• YOUR OBJECTIVE: Each line of the material below with the word "directory" is to be reported.
Start of RECORDS
PR #715, opened 2023-07-25
Delete temporary directory when visudo is terminated

pvdrz:
This PR changes visudo so it deletes the temporary directory once visudo exits or is terminated by a signal

### DIFF
--- a/test-framework/sudo-compliance-tests/src/visudo/kill-visudo.sh
+++ b/test-framework/sudo-compliance-tests/src/visudo/kill-visudo.sh
@@ -1,0 +1,5 @@
+visudopid=$(pidof visudo | sort -gr | cut -f 1 -d ' ')
+
+if [ -n "$visudopid" ]; then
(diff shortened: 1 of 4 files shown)


test-framework/sudo-compliance-tests/src/visudo/kill-visudo.sh
```diff
@@ -0,0 +1,6 @@
+visudopid=$(pidof visudo | sort -gr | cut -f 1 -d ' ')
+
+if [ -n "$visudopid" ]; then
+    sleep 1
```
japaric, line 4: I'd suggest using a "barrier file" to synchronize this with the editor script. have the editor script `touch /tmp/barrier` before sleeping and have this kill script busy wait until that file is created, e.g. `until [ -f /tmp/barrier ]; do sleep 0.1; done`

japaric (approved):
LGTM. left a suggestion to address the flaky test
End of RECORDS
• RESPONSE TO THE TASK:
Delete temporary directory when visudo is terminated
This PR changes visudo so it deletes the temporary directory once visudo exits or is terminated by a signal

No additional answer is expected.